Have you heard? All the trouble the president's been having with his health care initiative is Twitter's fault. So says ad man James Othmer in a New York Times op-ed. Wait, wasn't Twitter saving Iranian democracy like 10 minutes ago?

Yes it was. In the summer, the coastal elites hailed Twitter's brilliant simplicity for allowing the microblogging service to route around authoritarian sensors and transmit poignant messages that made otherwise apathetic Americans really care about Iranian activists, as evidenced by their willingness to turn digital avatars green.

But now they're starting to fret that Twitter and its social networking brethren, like Facebook, are not so much simple as simplistic; reductive media that distill a complex debate like universal health care down to its most emotional, televisable sideshows. Of course, we've seen this flip flop before: Hollywood celebrities fell in love with Twitter as a free marketing channel, then despised it as a haven for uncouth and often unchecked imitators; earnest liberals loved what social nets did for Barack Obama's presidential campaign, but hated the eternal platform they have given birthers.

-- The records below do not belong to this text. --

PR #1870, opened 2026-08-11
chore(server): remove the billing plans boot loader flow

rohilsurana:
## What

Removes the `billing.plans_path` boot loader end to end. Billing products, plans, prices, and features are managed through the reconcile flow now (the `BillingProduct` and `BillingPlan` kinds), so the server no longer reads a plans file at startup.

- `cmd/serve.go`: drop the billing blob store and the `MigrateBillingPlans` call.
- `internal/bootstrap`: drop the `BillingPlanRepository` and `PlanService` dependencies and the `MigrateBillingPlans` method.
- `billing/config.go`: remove the `plans_path` field.
- `internal/store/blob/plan_repository.go`: removed, no longer used.
- `config/sample.config.yaml`: drop the sample entry.
- `test/e2e`: the billing regression suite seeds the fixtures it needs (`support_credits` and `enterprise_yearly`) through the admin API in `SetupSuite` instead of the boot loader.

`UpsertPlans` and `plan.File` stay: the admin `CreatePlan` handler still uses them to create a plan with its products.

## Why it is safe

Existing plans and products live in the database, so this is a no-op for a server that has already migrated. The reconcile flow (`frontier reconcile` with the `BillingProduct` / `BillingPlan` kinds) owns this state now.

## Gating

This is the billing counterpart to #1767 (the resources_config boot loader removal). Same rule: a deployment must run the reconcile flow so plans and products are owned there, and drop `plans_path` from its own config, before taking this build.

One boot-time dependency to call out: if a deployment sets `billing.customer.credit_overdraft_product` (or `billing.customer.default_plan`), that product or plan must already exist in the database before the server starts. `InvoiceService.Init` resolves the overdraft product at boot and fails startup if it is missing, and `EnsureDefaultPlan` needs the default plan to exist. The boot loader used to seed these; now they must come from the reconcile flow or already be present. Deployments that already ran the loader in a past release have this data, so this is a no-op for them. A fresh install must seed the catalog through reconcile first.

## Verification

`go build ./...`, `go vet ./...`, and unit tests for `internal/bootstrap`, `billing/plan`, `core/event`, and `internal/api/v1beta1connect` pass. gofmt and lint clean.


cmd/serve.go
```diff
@@ -200,14 +193,6 @@ func StartServer(logger *slog.Logger, cfg *config.Frontier) error {
...
 
-	// apply billing plans
-	if cfg.Billing.PlansPath != "" {
-		if err = deps.BootstrapService.MigrateBillingPlans(ctx); err != nil {
-			return err
-		}
-		logger.Info("migrated billing plans")
-	}
-
 	// apply roles over nil org id
```
rohilsurana, line 179: **Likely hard boot failure when `credit_overdraft_product` is set.**

Removing the boot plan loader drops the only thing that seeded `credit_overdraft_product` before `InvoiceService.Init`. On a fresh database with `billing.customer.credit_overdraft_product` set, `Init` calls `productService.GetByID(...)`, gets not-found, and returns `failed to get credit overdraft product`, so `StartServer` fails and the server never comes up. The e2e suite hides this with a new pre-start DB seeder, but production has no equivalent replacement.

billing/config.go
```diff
@@ -3,13 +3,11 @@ package billing
...
-	StripeAutoTax        bool     `yaml:"stripe_auto_tax" mapstructure:"stripe_auto_tax"`
-	StripeWebhookSecrets []string `yaml:"stripe_webhook_secrets" mapstructure:"stripe_webhook_secrets"`
-	// PlansPath is a directory path where plans are defined
-	PlansPath           string                `yaml:"plans_path" mapstructure:"plans_path"`
-	DefaultCurrency     string                `yaml:"default_currency" mapstructure:"default_currency"`
-	PaymentMethodConfig []PaymentMethodConfig `yaml:"payment_method_config" mapstructure:"payment_method_config"`
+	StripeKey            string                `yaml:"stripe_key" mapstructure:"stripe_key"`
+	StripeAutoTax        bool                  `yaml:"stripe_auto_tax" mapstructure:"stripe_auto_tax"`
+	StripeWebhookSecrets []string              `yaml:"stripe_webhook_secrets" mapstructure:"stripe_webhook_secrets"`
+	DefaultCurrency      string                `yaml:"default_currency" mapstructure:"default_currency"`
```
rohilsurana, line 9: **Plan/product seeding is removed with no replacement, and `plans_path` is now silently ignored.**

For a deployment that defined its catalog via `plans_path` and set `default_plan`, the key is now an unknown field that config loading ignores. Nothing seeds the plans on boot, so `EnsureDefaultPlan` fails for every new org (only logged in `listener.go`, so the org comes up with no subscription or entitlements), and `CreateCheckout` fails plan-not-found for those plan names. Please confirm the reconcile/admin path fully covers this before merge.

rohilsurana (commented):
Automated code review (xhigh). Findings below, most important first. The first two look like real boot/runtime regressions worth confirming before merge.

test/e2e/testbench/testbench.go
```diff
@@ -114,6 +121,23 @@ func Init(appConfig *config.Frontier) (*TestBench, error) {
...
+	// seed rows the server needs at boot before it starts. The database is
+	// migrated but the server is not up yet, so a seeder can write directly.
+	if len(preStartSeeders) > 0 {
+		seedClient, err := db.New(appConfig.DB)
+		if err != nil {
+			return nil, err
+		}
+		for _, seed := range preStartSeeders {
+			if err := seed(context.Background(), seedClient); err != nil {
+				return nil, errors.Join(err, seedClient.Close())
```
rohilsurana: **Error path here leaks already-started containers.**

If `db.New` fails or a `PreStartSeeder` returns an error, `Init` returns `(nil, err)` before `stripeClose` and `te.close` are wired together (that happens later, around line 157). Postgres, SpiceDB, and (for the mock key) stripe-mock are already running, so they leak. `SetupSuite` gets a nil testBench and never calls `Close`, so repeated failing runs pile up leaked containers and networks. Consider tearing down started resources on this path.

rohilsurana: Fixed in 26001fb1: the containers are torn down on every seeder error path. Used `te.close()` + `stripeClose()` rather than `te.Close()`, since the server is not started yet and `te.Close()` would send SIGINT to the test process itself.

cmd/serve.go
rohilsurana: Covered for our rollout: prod and staging set `credit_overdraft_product` by UUID, the product already exists in the DB and is in the reconcile billing-products export (`behavior: credits`), so `Init` resolves it at boot. Fresh installs must seed the catalog via reconcile first, which is now noted in the PR description. Leaving `Init` fail-fast rather than changing that core behavior in this PR.

billing/config.go
rohilsurana: Covered: pixxel sets no `default_plan`, and plans are owned by reconcile now. Removed the stale `plans_path` docs. `plans_path` being ignored is the intended removal; fresh-install ordering is noted in the PR description.

whoAbhishekSah (approved):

Of course, this dysfunctional, love-hate relationship is basically endless. The brands might change from year to year, but the practice of ultra-concise and often crude networked communication is only going to become more common. The lessons for the future are, as always, in the past; it was the current president who showed there was an emotional and reductive way to package online the candidacy of a novice black politician with a Kenyan father and a liberal political platform. There's got to be a way for him to similarly distill the health care debate. He could start by asking Michael Moore for tips.